Search the records below for the word "hovered" and show every line where it occurs.

● GIVEN ENTRIES:
· · · · ·
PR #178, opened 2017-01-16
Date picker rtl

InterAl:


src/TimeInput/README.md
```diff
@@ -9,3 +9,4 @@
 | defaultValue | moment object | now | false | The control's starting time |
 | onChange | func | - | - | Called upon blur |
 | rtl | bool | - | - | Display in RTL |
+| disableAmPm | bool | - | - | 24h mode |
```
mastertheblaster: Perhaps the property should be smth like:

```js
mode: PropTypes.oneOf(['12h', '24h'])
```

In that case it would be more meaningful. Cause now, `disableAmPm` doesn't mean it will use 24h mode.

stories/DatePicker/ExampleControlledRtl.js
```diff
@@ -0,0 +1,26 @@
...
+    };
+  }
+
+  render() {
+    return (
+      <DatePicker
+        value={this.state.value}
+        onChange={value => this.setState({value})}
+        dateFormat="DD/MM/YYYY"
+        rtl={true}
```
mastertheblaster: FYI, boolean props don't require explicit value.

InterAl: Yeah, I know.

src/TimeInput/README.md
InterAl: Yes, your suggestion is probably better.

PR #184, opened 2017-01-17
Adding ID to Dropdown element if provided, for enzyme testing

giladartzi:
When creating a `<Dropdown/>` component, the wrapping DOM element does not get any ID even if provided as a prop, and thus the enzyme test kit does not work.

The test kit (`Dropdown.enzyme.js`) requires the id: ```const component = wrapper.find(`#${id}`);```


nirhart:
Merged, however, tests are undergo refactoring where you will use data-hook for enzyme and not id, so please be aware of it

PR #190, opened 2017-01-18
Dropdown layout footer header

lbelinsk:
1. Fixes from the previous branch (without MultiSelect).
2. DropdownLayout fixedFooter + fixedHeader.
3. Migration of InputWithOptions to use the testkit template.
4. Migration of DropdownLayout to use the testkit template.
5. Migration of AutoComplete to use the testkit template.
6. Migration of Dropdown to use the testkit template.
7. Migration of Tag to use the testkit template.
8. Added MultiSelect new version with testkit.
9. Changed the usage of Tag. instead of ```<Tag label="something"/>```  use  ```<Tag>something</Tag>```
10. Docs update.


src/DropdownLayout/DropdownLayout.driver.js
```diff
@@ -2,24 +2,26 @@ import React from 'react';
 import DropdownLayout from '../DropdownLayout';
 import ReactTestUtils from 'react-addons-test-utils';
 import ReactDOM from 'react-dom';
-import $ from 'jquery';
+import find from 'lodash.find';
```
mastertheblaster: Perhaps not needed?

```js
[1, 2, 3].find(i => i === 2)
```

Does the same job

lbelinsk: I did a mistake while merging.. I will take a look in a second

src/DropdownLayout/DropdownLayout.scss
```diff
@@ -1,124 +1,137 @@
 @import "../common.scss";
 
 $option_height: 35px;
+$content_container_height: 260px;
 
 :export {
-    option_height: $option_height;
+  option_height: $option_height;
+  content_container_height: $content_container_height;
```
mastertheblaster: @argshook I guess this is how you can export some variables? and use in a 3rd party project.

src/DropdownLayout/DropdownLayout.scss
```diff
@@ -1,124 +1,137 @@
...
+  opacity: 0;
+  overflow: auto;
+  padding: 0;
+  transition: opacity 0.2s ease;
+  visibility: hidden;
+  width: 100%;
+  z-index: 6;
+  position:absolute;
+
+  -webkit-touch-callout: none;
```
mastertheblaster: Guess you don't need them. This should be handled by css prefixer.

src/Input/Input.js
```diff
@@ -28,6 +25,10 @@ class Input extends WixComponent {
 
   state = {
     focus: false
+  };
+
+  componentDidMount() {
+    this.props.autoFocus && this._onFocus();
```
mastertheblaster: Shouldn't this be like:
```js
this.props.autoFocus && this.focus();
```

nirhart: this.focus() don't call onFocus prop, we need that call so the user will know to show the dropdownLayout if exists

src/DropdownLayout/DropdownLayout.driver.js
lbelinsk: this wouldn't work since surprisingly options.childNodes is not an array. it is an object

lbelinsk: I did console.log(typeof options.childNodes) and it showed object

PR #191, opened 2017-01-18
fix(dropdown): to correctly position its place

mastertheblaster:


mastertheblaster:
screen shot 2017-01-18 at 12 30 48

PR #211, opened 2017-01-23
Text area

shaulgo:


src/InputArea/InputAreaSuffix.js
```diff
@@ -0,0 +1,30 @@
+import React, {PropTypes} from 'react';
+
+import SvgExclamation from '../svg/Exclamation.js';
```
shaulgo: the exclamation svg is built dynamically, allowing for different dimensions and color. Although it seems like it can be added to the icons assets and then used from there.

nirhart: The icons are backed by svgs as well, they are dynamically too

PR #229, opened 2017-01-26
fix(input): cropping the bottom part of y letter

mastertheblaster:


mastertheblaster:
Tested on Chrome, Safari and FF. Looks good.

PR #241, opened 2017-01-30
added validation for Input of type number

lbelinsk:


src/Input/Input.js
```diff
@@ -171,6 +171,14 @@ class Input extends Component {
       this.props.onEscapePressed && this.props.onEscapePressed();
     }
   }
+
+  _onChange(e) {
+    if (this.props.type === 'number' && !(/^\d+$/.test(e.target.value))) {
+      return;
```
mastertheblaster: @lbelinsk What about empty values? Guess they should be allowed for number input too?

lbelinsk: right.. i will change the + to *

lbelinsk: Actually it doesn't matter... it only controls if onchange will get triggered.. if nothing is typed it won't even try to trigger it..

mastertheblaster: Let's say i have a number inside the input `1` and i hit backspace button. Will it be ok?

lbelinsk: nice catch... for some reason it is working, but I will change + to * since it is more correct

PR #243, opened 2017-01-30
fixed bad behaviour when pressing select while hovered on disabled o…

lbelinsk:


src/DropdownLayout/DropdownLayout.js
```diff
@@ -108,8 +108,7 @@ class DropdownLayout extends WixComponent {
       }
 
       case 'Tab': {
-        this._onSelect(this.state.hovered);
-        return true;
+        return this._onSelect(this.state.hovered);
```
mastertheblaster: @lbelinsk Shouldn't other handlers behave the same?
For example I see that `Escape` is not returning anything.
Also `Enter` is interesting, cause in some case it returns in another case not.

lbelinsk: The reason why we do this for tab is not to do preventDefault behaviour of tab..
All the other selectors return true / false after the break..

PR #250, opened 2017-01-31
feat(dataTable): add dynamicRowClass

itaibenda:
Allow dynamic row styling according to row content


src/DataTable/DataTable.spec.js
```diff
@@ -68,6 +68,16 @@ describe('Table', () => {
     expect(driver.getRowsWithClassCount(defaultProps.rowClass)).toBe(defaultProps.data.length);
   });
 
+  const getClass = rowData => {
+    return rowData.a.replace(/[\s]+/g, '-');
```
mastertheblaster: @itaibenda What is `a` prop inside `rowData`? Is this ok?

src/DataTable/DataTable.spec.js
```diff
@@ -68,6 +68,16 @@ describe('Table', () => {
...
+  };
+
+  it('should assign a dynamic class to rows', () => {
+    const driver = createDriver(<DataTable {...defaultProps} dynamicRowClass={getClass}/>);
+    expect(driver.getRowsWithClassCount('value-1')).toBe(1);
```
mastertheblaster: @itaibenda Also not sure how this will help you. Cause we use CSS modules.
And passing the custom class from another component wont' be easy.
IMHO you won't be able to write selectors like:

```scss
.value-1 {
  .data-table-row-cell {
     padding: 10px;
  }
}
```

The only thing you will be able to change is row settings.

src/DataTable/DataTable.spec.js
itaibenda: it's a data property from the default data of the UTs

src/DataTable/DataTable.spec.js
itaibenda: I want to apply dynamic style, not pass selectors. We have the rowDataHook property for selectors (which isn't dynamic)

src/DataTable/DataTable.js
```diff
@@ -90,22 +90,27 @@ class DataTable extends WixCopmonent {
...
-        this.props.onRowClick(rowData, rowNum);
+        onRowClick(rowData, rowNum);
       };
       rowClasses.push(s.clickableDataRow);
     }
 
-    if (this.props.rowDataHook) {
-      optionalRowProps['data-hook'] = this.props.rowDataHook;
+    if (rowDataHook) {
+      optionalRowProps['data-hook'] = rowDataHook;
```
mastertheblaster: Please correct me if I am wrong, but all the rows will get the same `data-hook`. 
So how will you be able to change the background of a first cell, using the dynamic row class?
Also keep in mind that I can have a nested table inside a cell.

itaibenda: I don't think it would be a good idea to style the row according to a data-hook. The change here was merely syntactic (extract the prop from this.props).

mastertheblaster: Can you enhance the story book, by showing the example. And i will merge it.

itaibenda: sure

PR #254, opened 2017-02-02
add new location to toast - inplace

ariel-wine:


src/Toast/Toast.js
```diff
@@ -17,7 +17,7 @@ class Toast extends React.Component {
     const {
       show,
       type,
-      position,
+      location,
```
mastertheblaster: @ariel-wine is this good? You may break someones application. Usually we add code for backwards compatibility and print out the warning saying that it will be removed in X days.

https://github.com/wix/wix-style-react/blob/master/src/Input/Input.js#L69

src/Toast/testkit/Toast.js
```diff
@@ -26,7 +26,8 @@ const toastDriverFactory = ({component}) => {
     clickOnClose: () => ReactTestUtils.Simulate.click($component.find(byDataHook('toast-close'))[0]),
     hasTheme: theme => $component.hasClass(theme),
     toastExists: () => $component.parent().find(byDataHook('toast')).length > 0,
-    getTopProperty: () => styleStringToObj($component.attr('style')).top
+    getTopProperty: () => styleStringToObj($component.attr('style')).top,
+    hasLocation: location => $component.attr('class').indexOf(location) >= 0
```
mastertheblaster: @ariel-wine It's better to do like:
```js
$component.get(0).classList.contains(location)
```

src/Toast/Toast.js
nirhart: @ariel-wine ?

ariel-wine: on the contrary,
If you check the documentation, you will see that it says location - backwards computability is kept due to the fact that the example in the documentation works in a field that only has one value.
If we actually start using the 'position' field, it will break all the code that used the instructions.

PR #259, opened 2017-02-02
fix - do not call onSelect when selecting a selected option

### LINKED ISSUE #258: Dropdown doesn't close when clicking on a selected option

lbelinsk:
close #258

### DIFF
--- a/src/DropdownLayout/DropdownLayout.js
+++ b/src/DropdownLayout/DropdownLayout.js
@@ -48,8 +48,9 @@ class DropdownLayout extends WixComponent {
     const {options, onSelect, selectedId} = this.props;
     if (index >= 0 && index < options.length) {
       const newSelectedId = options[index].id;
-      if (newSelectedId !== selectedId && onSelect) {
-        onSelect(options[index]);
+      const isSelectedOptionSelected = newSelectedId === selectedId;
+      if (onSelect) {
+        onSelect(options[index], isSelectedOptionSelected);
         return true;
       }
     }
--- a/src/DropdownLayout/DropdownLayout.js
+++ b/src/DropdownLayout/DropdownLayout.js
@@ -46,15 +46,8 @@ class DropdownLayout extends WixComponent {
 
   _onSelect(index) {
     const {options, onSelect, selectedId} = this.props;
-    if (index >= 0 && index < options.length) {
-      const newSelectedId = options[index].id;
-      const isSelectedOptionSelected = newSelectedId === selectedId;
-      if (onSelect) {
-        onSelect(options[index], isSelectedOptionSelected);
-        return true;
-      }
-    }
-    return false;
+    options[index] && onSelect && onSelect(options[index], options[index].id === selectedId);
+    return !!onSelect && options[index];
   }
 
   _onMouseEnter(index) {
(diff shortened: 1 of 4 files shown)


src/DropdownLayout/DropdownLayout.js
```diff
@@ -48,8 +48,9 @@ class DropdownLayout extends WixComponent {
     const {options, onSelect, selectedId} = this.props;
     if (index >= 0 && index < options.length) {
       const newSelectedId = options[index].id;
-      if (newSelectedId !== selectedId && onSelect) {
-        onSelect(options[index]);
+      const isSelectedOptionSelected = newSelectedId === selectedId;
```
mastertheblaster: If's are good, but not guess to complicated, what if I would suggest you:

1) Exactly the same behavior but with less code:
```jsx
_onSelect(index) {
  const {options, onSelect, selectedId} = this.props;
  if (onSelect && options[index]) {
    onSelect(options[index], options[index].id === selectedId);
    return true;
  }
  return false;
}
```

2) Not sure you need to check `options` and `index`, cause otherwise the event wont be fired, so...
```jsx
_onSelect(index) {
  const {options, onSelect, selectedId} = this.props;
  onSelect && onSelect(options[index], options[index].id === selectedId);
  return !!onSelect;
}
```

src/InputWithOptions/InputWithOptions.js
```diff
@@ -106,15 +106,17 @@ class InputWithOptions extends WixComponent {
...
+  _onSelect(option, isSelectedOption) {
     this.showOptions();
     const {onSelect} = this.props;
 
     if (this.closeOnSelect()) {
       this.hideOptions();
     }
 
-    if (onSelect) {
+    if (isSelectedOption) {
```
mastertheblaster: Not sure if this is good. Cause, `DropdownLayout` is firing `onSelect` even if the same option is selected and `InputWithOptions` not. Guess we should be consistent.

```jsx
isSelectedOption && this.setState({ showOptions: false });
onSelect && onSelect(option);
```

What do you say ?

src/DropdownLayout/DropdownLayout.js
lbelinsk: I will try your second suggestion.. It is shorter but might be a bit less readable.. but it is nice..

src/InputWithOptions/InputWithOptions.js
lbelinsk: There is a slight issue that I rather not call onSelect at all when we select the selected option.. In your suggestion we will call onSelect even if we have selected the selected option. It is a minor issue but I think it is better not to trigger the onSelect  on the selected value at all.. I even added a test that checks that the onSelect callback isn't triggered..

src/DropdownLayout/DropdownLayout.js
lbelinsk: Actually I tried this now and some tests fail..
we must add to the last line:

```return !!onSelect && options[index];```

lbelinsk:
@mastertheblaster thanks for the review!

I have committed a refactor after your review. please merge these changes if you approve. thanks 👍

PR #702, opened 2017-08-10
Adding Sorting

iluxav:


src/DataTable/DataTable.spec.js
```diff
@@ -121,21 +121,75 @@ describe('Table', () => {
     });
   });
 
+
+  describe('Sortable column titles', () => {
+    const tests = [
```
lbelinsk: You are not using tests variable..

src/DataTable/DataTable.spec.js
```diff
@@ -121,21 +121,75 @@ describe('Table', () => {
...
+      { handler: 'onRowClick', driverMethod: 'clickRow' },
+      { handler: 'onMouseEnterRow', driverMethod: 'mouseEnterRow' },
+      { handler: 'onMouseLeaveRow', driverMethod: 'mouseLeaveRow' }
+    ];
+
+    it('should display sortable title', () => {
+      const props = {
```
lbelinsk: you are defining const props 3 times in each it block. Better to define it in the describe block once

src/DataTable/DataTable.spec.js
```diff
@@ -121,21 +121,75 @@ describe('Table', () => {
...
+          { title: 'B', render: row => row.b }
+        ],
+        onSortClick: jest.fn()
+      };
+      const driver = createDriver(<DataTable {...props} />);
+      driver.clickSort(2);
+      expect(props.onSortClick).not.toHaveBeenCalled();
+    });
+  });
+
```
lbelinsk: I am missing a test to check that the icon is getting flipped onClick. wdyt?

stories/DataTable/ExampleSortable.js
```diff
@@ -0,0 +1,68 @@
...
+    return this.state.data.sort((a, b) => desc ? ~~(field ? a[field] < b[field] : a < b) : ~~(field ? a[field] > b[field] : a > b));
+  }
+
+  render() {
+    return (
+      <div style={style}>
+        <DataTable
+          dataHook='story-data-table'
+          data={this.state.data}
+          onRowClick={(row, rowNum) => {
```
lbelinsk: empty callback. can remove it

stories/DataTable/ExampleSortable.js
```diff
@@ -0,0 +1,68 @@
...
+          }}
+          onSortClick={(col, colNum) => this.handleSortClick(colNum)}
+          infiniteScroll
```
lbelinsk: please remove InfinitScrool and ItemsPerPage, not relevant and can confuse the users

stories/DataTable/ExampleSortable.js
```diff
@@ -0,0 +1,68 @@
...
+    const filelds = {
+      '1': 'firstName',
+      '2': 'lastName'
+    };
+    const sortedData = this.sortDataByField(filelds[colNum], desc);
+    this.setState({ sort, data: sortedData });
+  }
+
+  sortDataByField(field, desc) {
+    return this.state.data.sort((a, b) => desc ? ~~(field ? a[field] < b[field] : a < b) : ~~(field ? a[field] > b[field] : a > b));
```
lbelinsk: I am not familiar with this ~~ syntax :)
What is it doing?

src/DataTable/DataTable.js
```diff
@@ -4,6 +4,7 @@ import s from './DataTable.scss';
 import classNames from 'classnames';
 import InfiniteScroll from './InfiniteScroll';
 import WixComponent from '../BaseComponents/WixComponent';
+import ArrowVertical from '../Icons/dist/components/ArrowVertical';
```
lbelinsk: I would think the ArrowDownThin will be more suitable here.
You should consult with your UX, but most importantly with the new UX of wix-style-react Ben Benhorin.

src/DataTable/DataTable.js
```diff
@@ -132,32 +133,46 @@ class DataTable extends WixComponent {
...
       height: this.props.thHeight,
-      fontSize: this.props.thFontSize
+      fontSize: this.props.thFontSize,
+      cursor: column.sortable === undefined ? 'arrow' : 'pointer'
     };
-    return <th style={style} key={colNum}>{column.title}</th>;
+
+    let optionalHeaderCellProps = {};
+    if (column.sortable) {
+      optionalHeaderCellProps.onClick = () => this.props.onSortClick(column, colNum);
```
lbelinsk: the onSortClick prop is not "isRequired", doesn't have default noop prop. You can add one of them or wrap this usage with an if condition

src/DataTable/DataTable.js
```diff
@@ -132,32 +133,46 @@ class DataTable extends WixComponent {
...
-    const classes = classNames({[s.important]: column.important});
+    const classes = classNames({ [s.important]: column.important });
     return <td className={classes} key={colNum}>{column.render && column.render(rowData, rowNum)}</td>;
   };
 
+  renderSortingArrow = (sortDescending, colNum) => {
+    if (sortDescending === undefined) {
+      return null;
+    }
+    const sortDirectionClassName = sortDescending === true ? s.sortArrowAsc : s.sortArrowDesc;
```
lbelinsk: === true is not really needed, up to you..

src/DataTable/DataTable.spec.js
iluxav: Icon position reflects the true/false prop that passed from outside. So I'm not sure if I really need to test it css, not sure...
· · · · ·
● ANSWER SPACE:
fixed bad behaviour when pressing select while hovered on disabled o…
-        this._onSelect(this.state.hovered);
+        return this._onSelect(this.state.hovered);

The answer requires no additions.